Mrs. Petrova’s lawyer, Gregory Romanowsky, has argued that customs officials crossed their authority revoking their visa.

The Customs Customs officials can, in some cases, determine that an individual is inadmissible, he said, must identify the legal motives to do so, as criminal or conerns health activities. He said not to declare scientific samples did not meet that test.

“It shouldn’t make it more inadmissible than cutting in front of the line when I was waiting to be inspected,” Romanowsky said. “What the government is doing is:” If you are an immigrant or a non -citizen and you are not in your best behavior, we will punish you.
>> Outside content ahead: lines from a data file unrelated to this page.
Issue #85, opened 2026-09-11
Feature Request: Support Scalar as an alternative OpenAPI documentation UI


yibird:
# Feature Request: Support Scalar as an alternative OpenAPI documentation UI

Dunx currently uses Swagger UI for OpenAPI documentation. It would be great if Dunx could also support [[Scalar](https://scalar.com/)](https://scalar.com/) as an alternative documentation UI.

Scalar provides a more modern OpenAPI documentation experience and has several features that would be useful for Dunx users, while Swagger UI can remain available for existing users.

### Proposed API

Ideally, the documentation UI could be configurable:

```ts
OpenApiModule.forRoot({
  // ...
  ui: 'swagger',
})
```

or:

```ts
OpenApiModule.forRoot({
  // ...
  ui: 'scalar',
})
```

Another possible approach would be to expose Scalar as a separate module/helper:

```ts
OpenApiModule.forRoot({
  // ...
  ui: 'scalar',
})
```

The existing Swagger UI should remain the default to avoid breaking existing applications.

### Why Scalar?

* Modern and cleaner OpenAPI documentation UI
* Better developer experience
* Good support for OpenAPI 3.x
* Built-in API client / request testing experience
* More convenient navigation for large OpenAPI specifications
* Lightweight integration

Since Dunx already generates and serves the OpenAPI specification, Scalar could reuse the existing OpenAPI JSON endpoint without changing the underlying OpenAPI generation logic.

I think supporting both Swagger UI and Scalar would make the OpenAPI module more flexible while keeping the existing API compatible.

Thanks for considering this feature!

petarzarkov:
Valid, thank you

petarzarkov:
I measured this before committing to it, and the numbers changed my answer. Not a no, but not the shape proposed either.

Installed clean, on Bun 1.4.2:

| Package | Disk | Packages |
| --- | --- | --- |
| `swagger-ui-dist` (what ships today) | 12 MB | 2 |
| `@scalar/api-reference` | 276 MB | 279 |

Scalar's tree carries Vue 3, `@phosphor-icons` at 38 MB, highlight.js, zod, the `ai` SDK and `@opentelemetry`. For comparison, I already turned down `swagger-ui` (the non-`dist` package) at 177 MB across 149 packages, because it dragged in React to serve a static page. This is larger than the thing I rejected on those grounds.

[...]

PR #102, opened 2026-09-12
feat(openapi)!: split the documentation UI into optional subpaths

petarzarkov:
**BREAKING, for the next major.** Issue #85.

`@dunx/openapi` keeps document generation and `openapi.json`. The page is a
`renderer`, one optional peer per subpath: `@dunx/openapi/swagger`
(`swagger-ui-dist`) and `@dunx/openapi/scalar` (`@scalar/api-reference`). With no
`renderer`, no page route is registered.

```ts
OpenApiModule.forRoot({ title, version, root: AppModule,
  renderer: new SwaggerRenderer({ docExpansion: 'list' }) });
```

What breaks: `swagger-ui-dist` is no longer a `dependency`, so an app that mounts
Swagger UI installs it; `OpenApiInfo.ui` becomes `new SwaggerRenderer(options)`;
`SwaggerAssets`, `isSwaggerAsset`, `contentTypeOf`, `renderShell`'s old signature
and the `SwaggerUiOptions` types move off the root export.

The renderers share `renderShell`, `PackageAssets` and `DocsRenderer` on the root
export, so neither library is blessed and a third renderer needs no fork.
`docs/architecture/tooling.md` records the measurements; the CLAUDE.md carve-out
that made `swagger-ui-dist` a dependency is rewritten, since it only held while
there was one renderer.

Also fixes the stale "The page" section of `docs/guide/10-openapi.md`, which still
described the hand-built explorer deleted several releases ago.

`examples/full` mounts Swagger UI at `/api/docs` and Scalar at `/api/reference`
through a middleware, so both renderers are exercised end to end against a real
`Bun.serve`.

## Summary by CodeRabbit

* **New Features**
  * Added optional Swagger UI and Scalar renderers for OpenAPI documentation.
  * Added dedicated `/swagger` and `/scalar` configuration paths.
  * OpenAPI can serve only the JSON document when no renderer is configured.
  * Renderer assets are served locally with versioned, immutable caching.

* **Documentation**
  * Updated package, setup, architecture, security, and usage documentation for both renderer options.

* **Tests**
  * Added coverage for Scalar rendering, renderer assets, document-only mode, caching, and local asset delivery.


dunxonu (commented):

- `packages/openapi/src/swagger/options.ts:151` DUNX_KEYS is declared identically in both swagger/options.ts and scalar/options.ts instead of once at their common owner.

</details>

packages/openapi/src/swagger/renderer.ts
```diff
@@ -0,0 +1,54 @@
...
+    super();
+    this.#ui = ui;
+  }
+
+  async page(document: OpenApiDocument, options: PageOptions): Promise<string> {
+    const assets = await PackageAssets.resolve(SWAGGER_ASSETS);
+    return renderSwaggerPage(document, options, assets, this.#ui);
+  }
+
+  async asset(name: string): Promise<Response> {
```
dunxonu: asset() now resolves the underlying npm package before checking the requested name against the allow-list, reversing the old order where isSwaggerAsset(name) was checked first.

**How it fails:** Old module.ts checked `isSwaggerAsset(name)` before calling `SwaggerAssets.resolve()` (see packages/openapi/src/module.ts at commit 1cd2cc6b, lines 150-154). The new `asset()` in swagger/renderer.ts:51 and scalar/renderer.ts:53 calls `PackageAssets.resolve(SWAGGER_ASSETS)` unconditionally, then checks the allow-list inside `respond()`. If the peer (`swagger-ui-dist` or `@scalar/api-reference`) fails to resolve (not installed, or a broken install), every request under `/docs/*`, including a garbage/probe path that should be a cheap 404, now throws PackageAssets.resolve's descriptive Error instead of returning 404 - an unhandled route error where the old code path returned a clean 404 for any non-allow-listed name regardless of install state.

packages/openapi/src/assets.ts
```diff
@@ -0,0 +1,110 @@
...
+    });
+  }
+
+  /**
+   * A package's `package.json` is the honest anchor: it carries the version, and
+   * resolving an asset file directly breaks the moment upstream adds an `exports`
+   * map. Bun resolves `<package>/package.json` whether or not one is there, which
+   * `@scalar/api-reference` needs - see docs/bun-apis.md.
+   */
+  static async resolve(pkg: AssetPackage): Promise<PackageAssets> {
```
dunxonu: PackageAssets.resolve() caches only after the package.json read completes, with no in-flight-promise guard, so concurrent first requests each redo the resolve work.

**How it fails:** A cold instance receiving a page load fires several near-simultaneous requests (the page plus its bundle.js/css/favicon assets). All of them can miss the `#cache` Map before the first `resolve()` call finishes, so each independently runs `Bun.resolveSync` and `await Bun.file(manifestPath).json()` instead of sharing one in-flight resolution. assets.test.ts only asserts the sequential-call case ('caches per package, so two renderers resolve once each'), not the concurrent one, so this isn't an intentional, tested tradeoff.

packages/openapi/src/assets.ts
```diff
@@ -0,0 +1,110 @@
+import { dirname } from 'node:path';
+
+/** One year, and honest because {@link PackageAssets.href} carries the version. */
+export const ASSET_CACHE_CONTROL = 'public, max-age=31536000, immutable';
```
dunxonu: ASSET_CACHE_CONTROL duplicates the same cache-control literal already produced by @dunx/http's static file serving.

**How it fails:** `ASSET_CACHE_CONTROL = 'public, max-age=31536000, immutable'` in packages/openapi/src/assets.ts:4 is the identical string `packages/http/src/static/files.ts:71` produces for its own immutable branch. Neither imports from the other, so a future policy change (e.g. shortening max-age) made in one package's static-asset caching does not propagate to the other, and the two can silently disagree despite both claiming the same guarantee.

examples/full/src/reference/reference.middleware.ts
```diff
@@ -0,0 +1,58 @@
...
+
+    const { pathname } = new URL(req.url);
+    if (pathname === REFERENCE_PATH) {
+      return new Response(await this.#html(), {
+        headers: { 'content-type': 'text/html; charset=utf-8' },
+      });
+    }
+    if (!pathname.startsWith(`${REFERENCE_PATH}/`)) return next();
+
+    return this.#renderer.asset(pathname.slice(REFERENCE_PATH.length + 1));
```
dunxonu, line 47: ReferenceMiddleware caches the rendered Scalar page only after the render promise resolves, so concurrent requests double-render it

**How it fails:** Two GET requests to /api/reference arrive before the first `this.#page ??= await this.#renderer.page(...)` settles; both see `this.#page` as undefined and both call `this.#renderer.page()`, rendering the same HTML twice instead of once. Result is idempotent (not wrong output) but is wasted work on every cold start under concurrent load; fix by caching the in-flight promise instead of the resolved string, the same pattern `PackageAssets.resolve()` in this same PR already applies for exactly this reason.

packages/openapi/src/explorer.ts
```diff
@@ -0,0 +1,89 @@
...
+  }
+
+  /**
+   * The page, built on the first request for a given mount prefix and cached.
+   *
+   * The renderer resolves its own assets here rather than at boot, so an app
+   * serving only `/openapi.json` never looks them up and a missing optional peer
+   * surfaces as this route failing rather than as everyone's boot error.
+   */
+  async page(prefix = ''): Promise<string> {
```
dunxonu: OpenApiExplorer.page() has the same cache-after-await race as the middleware above, carried over unfixed from the pre-PR module.ts

**How it fails:** Concurrent first requests for the docs page at the same mount prefix both miss `#pages.get(prefix)` before the render awaits, so both render the shell. Pre-existing (moved from module.ts unchanged), but the PR touches this exact method to swap in `DocsRenderer` and left the promise-caching gap that `PackageAssets.resolve()`, added in this same PR, explicitly closes for the analogous asset-resolution race.

dunxonu (commented):

petarzarkov:
@coderabbit review please

examples/full/src/reference/reference.middleware.ts
```diff
@@ -0,0 +1,58 @@
...
+  }
```
dunxonu, line 48: ReferenceMiddleware.#html() caches the render promise but never evicts it on rejection, unlike the OpenApiExplorer.#render() fix this PR ships in the same package.

**How it fails:** If ScalarRenderer.page() rejects on the first request to /api/reference (e.g. @scalar/api-reference not yet resolvable, or a transient Bun.resolveSync/read failure), `this.#page ??= this.#renderer.page(...)` permanently pins the field to a rejected promise. Every subsequent request to /api/reference returns the same cached rejection for the rest of the process's life, even after the underlying cause is gone - exactly the bug class packages/openapi/src/explorer.ts's #render() fixes with a try/catch that does `this.#pages.delete(prefix)` before rethrowing, and whose comment states 'a cached rejection would leave the route broken for the process's life.' The example's hand-rolled second-renderer pattern (the one the guide points readers to for mounting a renderer outside OpenApiModule) doesn't carry that guard.

dunxonu (commented):

dunxonu (commented):
That file was never created (the earlier write was blocked), no cleanup needed.

```json
[
  {
    "file": "examples/full/src/reference/reference.middleware.ts",
    "line": 49,
    "summary": "ReferenceMiddleware caches a rejected render promise forever, permanently wedging /api/reference after one transient failure.",
    "failure_scenario": "`#page ??= this.#renderer.page(...)` in `#html()` never clears `#page` when the promise rejects (e.g. the optional peer `@scalar/api-reference` fails to resolve on first request, or asset resolution throws once). Every subsequent GET to /api/reference re-awaits the same rejected promise and 500s for the life of the process, even after the transient cause clears. This is the exact bug class `OpenApiExplorer.#render` (packages/openapi/src/explorer.ts:71-83) was written to avoid - it explicitly evicts `this.#pages` on rejection with the comment 'so a failure evicts itself rather than breaking the route for good' - but the example's hand-rolled second renderer reintroduces it."
  },
  {
    "file": "packages/openapi/src/scalar/options.ts",
    "line": 96,
    "summary": "renderScalarOptions and renderUiOptions each reimplement 'merge defaults, then strip SHELL_KEYS' with a different mechanism instead of one shared helper.",
    "failure_scenario": "swagger/options.ts:176 skips SHELL_KEYS inline while iterating merged entries; scalar/options.ts:96 does `for (const key of SHELL_KEYS) delete merged[key]` right after merging. Both files already import SHELL_KEYS from shell.ts, so a third renderer (or a change to what SHELL_KEYS contains) has two divergent places to keep in sync instead of one `stripShellKeys(merged)` helper in shell.ts."
  }
]
```

dunxonu (commented):
Refuted. Given none of the candidates survive as high-confidence, actionable findings, this PR review yields no strong findings.

```json
[]
```

**Summary:** Reviewed PR 102 (dunx openapi renderer subpath split) across 8 finder angles (correctness, removed-behavior, cross-file, reuse/simplification/efficiency, altitude/conventions). The refactor is a faithful decomposition: `packages/openapi/src/{renderer,explorer,controller,assets,shell}.ts` and the new `swagger/`, `scalar/` subpackages preserve every invariant from the deleted `html.ts`/`swagger.ts`/`ui-options.ts` (escaping, cache-control, allow-list 404s, promise-based render caching with correct rejection eviction). The `swagger-ui-dist` peerDependency move (from a plain `dependency`) is intentional and CLAUDE.md was updated in the same diff to match, so it is not a rule violation. `@Controller()` applied to both a controller base and its subclass in `packages/openapi/src/controller.ts` does not cause double route registration (verified against `packages/http/src/route/discover.ts` and `marker.ts`). A few sub-precision observations surfaced (a theoretical `PackageAssets` cache-key collision on shared package names, three copies of a small promise-caching idiom, an unbounded per-prefix `Map` cache carried over unchanged from the pre-PR `OpenApiExplorer`) but none are triggered by any reachable code path in this repo or introduced by this change, so none clear the bar for an actionable finding.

We will use several immigration provisions to get rid of you. “

Adam Sychla, a postdoctoral research fellow organized by a group of approximately 20 Harvard students and members of the Faculty who traveled from Cambridge to the Burlington Palacery, VT. He never had Mrs. Petrova, but he had immediately decided to make the trip.

“Whether you know it personally or not, it is irrelevant,” he added. “I could easily be here last week to start collaboration. Instead, Kseniia is being unjustly arrested.”

Miles J. Herszenhorn contributed to report from Cambridge, Mass.